Awesome bike. Very nice set up. But the saddle. Seriously.


----------



## SDizzle (May 1, 2004)

bsdc said:


> Awesome bike. Very nice set up. But the saddle. Seriously.


Yeah, seriously. And the shifters, too? Think of how light it would be with Record...but Record is kind of expensive. Wouldn't want you to break the bank.


----------



## otoman (Mar 8, 2004)

You know you have a little steering column sticking over the top of your stem. If you trimmed that off you could probably get the bike down to a reasonable weight


----------



## bahueh (May 11, 2004)

*how do you ride..*

that thing with the angle of that saddle? my boyz are complaining just looking at it..
nice bike though...I wouldn't to ride it, but nice bike.


----------



## zoom52 (Oct 3, 2004)

Glad everyone is enjoying the pictures. The pictures don't show to saddle angle very well. The saddle is really very comfortable it has just the right amount of flex. 

As for changing to Campy Shifters - tried them don't like them. 
The steerer tube will be cut eventually. 
Any other ideas on how to shave off more weight would be appreciated. 

This is simply the most amazing bike I have ever been on. Very fast acceleration and climbs like nothing else.


----------



## bsdc (Feb 15, 2002)

zoom52 said:


> Any other ideas on how to shave off more weight would be appreciated.


You could drop the left brifter, fd, and change to a single ring up front. 

After that, you'd have to start drilling holes in your frame.


----------



## zoom52 (Oct 3, 2004)

bsdc said:


> You could drop the left brifter, fd, and change to a single ring up front.
> 
> After that, you'd have to start drilling holes in your frame.


But that would take everything away from having such a beautiful bike.....


----------



## Juanmoretime (Nov 24, 2001)

*Nice component selection.*

First to loose some more weight you could go to Power Cordz for cables, M2Racer Orb 2 pedals and tune the derailleurs with alloy bolts.

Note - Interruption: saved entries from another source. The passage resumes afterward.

PR #69, opened 2018-04-17
hard-RT experiment to eliminate the user map

jpcima:
:warning: DO NOT MERGE :warning: 

Work on issue #65.
It's a request for review on a removal of the user map, replaced by a linked list made of cells taken from static storage.

:warning: It does not take action in case of exhaustion of buffer, and will crash. I marked these cases with `#warning`.
It must be determined what action to take for these cases.

### DIFF
--- a/src/adlmidi_private.hpp
+++ b/src/adlmidi_private.hpp
@@ -816,7 +816,6 @@ public:
         {
             LocationData *prev, *next;
             Location loc;
-            uint8_t     note;
             bool sustained;
             char ____padding[7];
             MIDIchannel::NoteInfo::Phys ins;  // a copy of that in phys[]
--- a/src/adlmidi_private.hpp
+++ b/src/adlmidi_private.hpp
@@ -646,6 +646,8 @@ public:
                 {
                     return !operator==(oth);
                 }
+
+                // Phys() : chip_chan(0), insId(0), pseudo4op(false) {}
             };
             //! List of OPL3 channels it is currently occupying.
             Phys chip_channels[MaxNumPhysItemCount];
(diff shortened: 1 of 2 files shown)


src/adlmidi_private.hpp
```diff
@@ -749,36 +751,111 @@ class MIDIplay
...
+        enum { users_max = 128 };
+        LocationData *users, *users_free_cells;
+        LocationData users_cells[users_max];
+        unsigned users_size;
+
+        bool users_empty() const
+            { return !users; }
+        LocationData *users_find(Location loc)
+        {
+            for(LocationData *user = users; user; user = user->next)
```
Wohlstand: As first item may be empty, why not to find the begin first? Or lets to save begin pointer in separate place?

Wohlstand: As first item may be empty, why not to find the begin first? Or lets to save begin pointer in separate place?

jpcima:
Just quick comment: there's a crash with the code, I searched for a MIDI which reproduces the problem fast, and here's one. [01-toto_1978-child's_anthem.zip](https://github.com/Wohlstand/libADLMIDI/files/1921025/01-toto_1978-child.s_anthem.zip)

src/adlmidi_private.hpp
jpcima: None of the items is empty. The empty list is indicated by a NULL head.

Wohlstand: Okay then, I just got a think what will happen when you will kick a first item?

jpcima:
It crashes with AddressSanitizer detection within the first 15 seconds.
I have a backtrace which is not very helpful. (it must be these commits, it does not crash in master)

```
==10839==ERROR: AddressSanitizer: SEGV on unknown address 0x000000000004 (pc 0x55dc7a1cf8f6 bp 0x000000000000 sp 0x7ffc11b79d90 T0)
==10839==The signal is caused by a READ memory access.
==10839==Hint: address points to the zero page.
    #0 0x55dc7a1cf8f5 in MIDIplay::NoteUpdate(unsigned short, MIDIplay::MIDIchannel::activenoteiterator, unsigned int, int) ../src/adlmidi_midiplay.cpp:1440
    #1 0x55dc7a1d2424 in MIDIplay::KillOrEvacuate(unsigned long, MIDIplay::AdlChannel::LocationData*, MIDIplay::MIDIchannel::activenoteiterator) ../src/adlmidi_midiplay.cpp:2308
    #2 0x55dc7a1d355b in MIDIplay::PrepareAdlChannelForNewNote(unsigned long, MIDIplay::MIDIchannel::NoteInfo::Phys const&) ../src/adlmidi_midiplay.cpp:2229
    #3 0x55dc7a1d92b9 in MIDIplay::realTime_NoteOn(unsigned char, unsigned char, unsigned char) ../src/adlmidi_midiplay.cpp:1185
    #4 0x55dc7a1e7c70 in MIDIplay::HandleEvent(unsigned long, MIDIplay::MidiEvent const&, int&) ../src/adlmidi_midiplay.cpp:2088
    #5 0x55dc7a1e9675 in MIDIplay::ProcessEventsNew(bool) ../src/adlmidi_midiplay.cpp:1681
    #6 0x55dc7a1ea41a in MIDIplay::Tick(double, double) ../src/adlmidi_midiplay.cpp:809
    #7 0x55dc7a1b8d09 in adl_playFormat ../src/adlmidi.cpp:840
    #8 0x55dc7a1ab7e6 in main ../utils/midiplay/adlmidiplay.cpp:513
    #9 0x7f748d4cef49 in __libc_start_main (/usr/lib/libc.so.6+0x20f49)
    #10 0x55dc7a1adca9 in _start (/home/jpc/Documents/Projects/libADLMIDI/build/adlmidiplay+0x12ca9)
```

Wohlstand:
I'm now at home, gotta to pull your code to me to debug it...

Wohlstand:
Yeah, the crash happen because of the null pointer:

Began at here:
default


Here crash wasn't happen as you wasn't set a hook function, this code is not touched:
default

And now.... KABOOM!
You just now dereferenced a null pointer!
default

jpcima:
I have realized this much but it's not the root cause just a symptom.
I've realized the problem is in the RT development which was merged to master.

Other than that it looks like you covered all the bases.

What size is your frame and what is the weight of the frame, and the fork? Who sells Storck in the U.S.?


----------



## zoom52 (Oct 3, 2004)

Juanmoretime said:


> First to loose some more weight you could go to Power Cordz for cables, M2Racer Orb 2 pedals and tune the derailleurs with alloy bolts. Other than that it looks like you covered all the bases.
> 
> What size is your frame and what is the weight of the frame, and the fork? Who sells Storck in the U.S.?


I do have Power Cordz for the brake housing and cables - I am waiting on the shifter housing and cables. I thought about M2Racer Orb 2 pedals but don't know if I could change after using speedplays? 

The frame is a 55cm I am unclear of the weight but I believe it's under 1000 grams. You can get the frame at http://www.storckusa.com/ but I was fortunate to get this one from ebay at a great price.


----------



## jeremyb (Jun 16, 2004)

very nice bike mate, love the look of that matte carbon on the frame and fork.

nice

jeremy


----------



## bahueh (May 11, 2004)

*you could ditch..*

the ritchey stem and bars....try a CF integrated handlebar..FSA K-wing or Cinelli Ram...
depends if you're comfortable with CF handlebars...I prefer metal just on principle...if you're not racing it however, go to town!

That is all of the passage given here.